Melintasi mayat Bwe-Kiam, mereka masuk lebih jauh ke bagian dalam, di sana mereka memang menemukan sesosok mayat orang lagi.
Mayat itu tengkurap, mukanya mencium papan geladak, kedua tangannya terulur ke depan, jari-jari tangan bagai cakar seperti hendak mencengkeram papan geladak. Sebelum ajal kelihatannya dia meronta dan merangkak ke depan.
"Kong-sun Ang memang ada di sini."
"Dia pun terhitung ..."
Belum habis Cui-Thian-ki bicara, mayat itu mendadak bergerak dan mengeluarkan rintihan.
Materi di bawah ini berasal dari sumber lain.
PR #2011, opened 2023-05-30
Use column headers on user detail set dates table

Alex-Jordan:
This morning an instructor was confused why they were changing dates for a student on a set, but the "date wouldn't change". They didn't understand that they were seeing the set's global dates alongside the override they were applying to a student.  So I added column headers to the tables that are made for the dates. See pic.

Note that I do not think it is appropriate to split up the table into two columns of the larger table. It is appropriate for a user to be able to keyboard navigate quickly from the override input to the default date and back.

Screen Shot 2023-05-30 at 12 19 55 PM

### DIFF
--- a/lib/WeBWorK/ContentGenerator/Instructor/ProblemSetDetail.pm
+++ b/lib/WeBWorK/ContentGenerator/Instructor/ProblemSetDetail.pm
@@ -573,8 +573,8 @@ sub fieldTable ($c, $userID, $setID, $problemID, $globalRecord, $userRecord = un
 				'tr',
 				$c->c(
 					$c->tag('td', colspan => '3', ''),
-					$c->tag('th', $c->maketext('User Value')),
-					$c->tag('th', $c->maketext('Class value'))
+					$c->tag('th', $c->maketext('User overrides')),
+					$c->tag('th', $c->maketext('Set values'))
 				)->join('')
 			)
 		);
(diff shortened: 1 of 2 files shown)


pstaabp:
I think this is a good idea, however, on the set detail page if you override a single set for one user, the UI is
image

I would be consistent with the headers with these pages--I'm trying to find if there are any other override pages as well. 

I like "User Overrides", but think "Set Defaults" is a bit confusing (as if there are some general default values for a set), and I'm not crazy about "Class Values". How about "Set Values"?

dlglin:
> I like "User Overrides", but think "Set Defaults" is a bit confusing (as if there are some general default values for a set), and I'm not crazy about "Class Values". How about "Set Values"?

I really want to say "Non-Overridden Value", but that's super clunky.  How about "Default Value" or "Global Value"?

Alex-Jordan:
I changed both to `User overrides` and `Set values`.

Danny's comment just came in. We can keep wordsmithing it.

somiaj:
> This morning an instructor was confused why they were changing dates for a student on a set, but the "date wouldn't change".

A place we have confusion here is wanting to edit a student's test version dates (after it has been started), but instead of overriding the version, they override the student's global or template test, which doesn't work.  Think it is worth adding a help popup on tests giving the user info that these only edit the test's global values, and any current test versions must be modified separately (also, maybe add a link to edit any current test versions).

pstaabp:
> A place we have confusion here is wanting to edit a student's test version dates (after it has been started), but instead of overriding the version, they override the student's global or template test, which doesn't work. Think it is worth adding a help popup on tests giving the user info that these only edit the test's global values, and any current test versions must be modified separately (also, maybe add a link to edit any current test versions).

One possibility is to add underneath each set name: 

image

an box with some information under both the global test and the version tests with a short explanation.  There's plenty of room here if we keep the comment succinct.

Cui-Thian-ki dan Oh-Put-jiu berjingkat mundur, lain terdengar mayat itu mengigau dengan suara kurang jelas, "Aku ...bukan ... Kong-sun Ang ..."
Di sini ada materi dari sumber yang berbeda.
PR #2012, opened 2023-05-30
Another tweak to the pg htdocs url configuration.

drgrice1:
If `$pg_htdocs_url` is not set in `site.conf`, then pages load due to a fallback in `lib/Mojolicious/WeBWorK.pm` .  However, if a problem uses pg javascript the problem fails to load and there are lots of errors. This adds a fallback to the course environment as well so that those problems still load.

This stems from https://github.com/openwebwork/webwork2/pull/2000#issuecomment-1569040247.

### DIFF
--- a/lib/WeBWorK/CourseEnvironment.pm
+++ b/lib/WeBWorK/CourseEnvironment.pm
@@ -232,6 +232,9 @@ sub new {
 			keys %{ $self->{statuses} }
 	};
 
+	# Make sure that this is set in case it is not defined in site.conf.
+	$self->{pg_htdocs_url} //= '/pg_files';
+
 	# Fixup for courses that still have an underscore, 'heb', 'zh_hk', or 'en_us' saved in their settings files.
 	$self->{language} =~ s/_/-/g;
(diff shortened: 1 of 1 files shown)


pstaabp:
I couldn't get any errors on develop.  When you say "uses pg javascript", this means that a problem loads javascript on the PG side?  I'm looking at a scaffold problem, which loads scaffold.js and not seeing any errors.

drgrice1:
Are you sure that you have `$pg_htdocs_url` commented out (or removed) from site.conf?  Without this pull request and that not in site.conf I see several lines of "Use of uninitialized value in concatenation (.) or string at /opt/webwork/webwork2/lib/WeBWorK/Utils.pm line 2075." anytime I load any problem.  All problems load files from the pg htdocs location, so that should be the case.

pstaabp:
Hmmm.  I tried again and yes see all of the errors.  This fixes it.

pstaabp (approved):

Alex-Jordan (approved):

drdrew42 (approved):

PR #2014, opened 2023-05-31
Update the docker build with missing modules.

drgrice1:
When I added the LTI 1.3 authentication, I forgot to add the modules for that.

Remove the libcgi-pm-perl package.  That is not needed anymore!

Remove the libcrypt-ssleay-perl package as that is not needed.

Add the dependencies of Mojo::SQLite as that speeds up the cpan installation.

Don't install Mojolicious::Plugin::NotYAMLConfig as that is now part of Mojolicious directly, and so is included in the libmojolicious-perl pacakge which is already installed.

### DIFF
--- a/Dockerfile
+++ b/Dockerfile
@@ -75,11 +75,11 @@ RUN apt-get update \
 	libarray-utils-perl \
 	libc6-dev \
 	libcapture-tiny-perl \
-	libcgi-pm-perl \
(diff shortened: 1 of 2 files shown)


pstaabp (approved):
I haven't set up docker to test, but looks like the needed packages are there now.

Cui-Thian-ki memeluk kencang lengan Oh-Put-jiu, "Siapa kau ?"
Mayat itu tidak bisa menjawab, sambil merintih dia megap-megap, "Air ...air ...air ..."
Mendengar kata 'air', Oh-Put-jiu dan Cui-Thian-ki juga lantas merasa tenggorokan sendiri kering dan tak mampu bersuara lagi.
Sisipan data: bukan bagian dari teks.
PR #2019, opened 2023-06-01
change use of 'versions' which is confused with quiz versions

Alex-Jordan:
This link is not about quiz/test versions, so I propose changing this text.

### DIFF
--- a/templates/ContentGenerator/Instructor/ProblemSetDetail.html.ep
+++ b/templates/ContentGenerator/Instructor/ProblemSetDetail.html.ep
@@ -158,8 +158,8 @@
 			</div>
 			<div class="col-md-6 mt-md-0 mt-2">
 				<%== maketext(
-					'Edit [_1] of set [_2].',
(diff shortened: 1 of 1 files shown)


templates/ContentGenerator/Instructor/ProblemSetDetail.html.ep
```diff
@@ -159,7 +159,7 @@
 			<div class="col-md-6 mt-md-0 mt-2">
 				<%== maketext(
 					'Edit [_1] of set [_2].',
-					link_to(maketext('individual versions') =>
+					link_to(maketext('individual user settings') =>
```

"Air ..." serak suara Cui-Thian-ki, "di mana ada air?"
Jari mayat itu bergerak perlahan menuding ke bawah papan.
Tanpa berjanji Cui-Thian-ki dan Oh-Put-jiu memburu ke tempat yang ditunjuk. "Blang" papan dipukulnya pecah, bergegas mereka menyingkirkan selembar papan, di bagian bawah memang terdapat beberapa gentong air dan beberapa poci yang terbuat dari tembaga.
Dua tangan terulur masuk bersama, masing-masing menjinjing sebuah poci. Oh-Put-jiu angkat poci ke mulut Cui-Thian-ki, Cui-Thian-ki juga angkat poci di tangannya ke mulut Oh-Put jiu.
Tapi sekilas mereka melirik mayat itu, lalu menyerahkan poci itu padanya.
Air merupakan sumber hidup. Begitu air masuk mulut, mayat yang sudah sekarat, sudah empas-empis menunggu ajal itu mendadak memperoleh tunjangan hidup, dengan kencang ia pegang poci, seperti tidak mau melepaskan lagi.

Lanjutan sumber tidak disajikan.